Themes and Meanings

(Critical Guide to Poetry for Students)

Baseball provided Spicer with many figures of speech. “The poet,” he wrote, “thinks he is the pitcher. But actually he is the catcher.” People may think they initiate what, in actuality, they only participate in. The ego-strong poet (or person) thinks he is deciding the course of his poem (or his life); in reality language, or life itself, is dictating the course of things, and one can only attend. The poet, Spicer said elsewhere, is a radio, receiving first, and only then transmitting. What he or she receives are messages from all over, messages that are simply “in the air,” and which the poet sits down to sort out whenever he or she writes. While this procedure has affinities with the automatic writing practiced by André Breton and other Surrealists, Spicer did not believe in accepting wholesale whatever was delivered; he believed that one still had to discern between false and true senders and messages.

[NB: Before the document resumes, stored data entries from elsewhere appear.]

PR #1797, opened 2023-08-30
Add meaningful errors to UDF when return type & arg type are missing

VamsiModem:


LucGenetier:
✅ No public API change.

LucGenetier:
✅ No public API change.

src/strings/PowerFxResources.en-US.resx
```diff
@@ -4928,6 +4928,14 @@
     <value>The stated function return type does not match the return type of the function body.</value>
     <comment>This error message shows up when expected return type does not match with actual return type</comment>
   </data>
+  <data name="ErrUDF_MissingReturnType" xml:space="preserve">
+    <value>Missing function return type, for example the ":Number" in "f( x:Text ):Number = Value( x );"</value>
```
CarlosFigueiraMSFT, line 4932: >Text [](http://example.com/codeflow?start=76&length=4)

`Text`, `Number` and `Value` should not be translated in this example, so we should tag them as `{Locked=...} in the comments.

src/libraries/Microsoft.PowerFx.Core/Parser/TexlParser.cs
```diff
@@ -1720,14 +1729,18 @@ private bool EatTid(TokKind tid)
 
         // Returns the current token if it's of the given kind and moves to the next token.
         // If the token is not the right kind, reports an error, leaves the token, and returns null.
```
CarlosFigueiraMSFT, line 1731: >reports an error [](http://example.com/codeflow?start=47&length=16)

Please update the comment to account for the new argument. May be a good time to convert this comment to the `///` format.

src/libraries/Microsoft.PowerFx.Core/Parser/TexlParser.cs
```diff
@@ -1718,16 +1731,25 @@ private bool EatTid(TokKind tid)
...
 
-        // Returns the current token if it's of the given kind and moves to the next token.
-        // If the token is not the right kind, reports an error, leaves the token, and returns null.
-        private Token TokEat(TokKind tid)
+        /// <summary>
+        /// Returns the current token if it's of the given kind and moves to the next token.
+        /// If the token is not the right kind, reports an error, leaves the token, and returns null.
+        /// </summary>
+        /// <param name="tid">TokenKind.</param>
+        /// <param name="addError">Will not add token mis-match error when true.</param>
```
CarlosFigueiraMSFT, line 1739: >Will not add token mis-match error when true. [](http://example.com/codeflow?start=35&length=45)

The other way around - it will not add the error if the value is `false`.

CarlosFigueiraMSFT (approved):
🚢

LucGenetier:
✅ No public API change.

In “Phonemics,” one sees Spicer’s beliefs embodied in two ways: in the very form of the poem, with its sudden gaps (as though another transmitting station had broken in on one’s radio), its many puns (as though two stations were transmitting and being received simultaneously), and its indecipherable passages (as though heavy static interfered with a message); and in the semantic content, with its warnings of an unreliable, uncommandable, ungovernable universe, its reiterated cautions about distance, and its passages concerning the double role of language as creator and betrayer of human intentions. In “Phonemics,” the dynamics and mechanics of language use are constantly being brought to the foreground, and people are forever appearing to be embedded in these dynamics and mechanics of language, rather than being language’s lords and masters.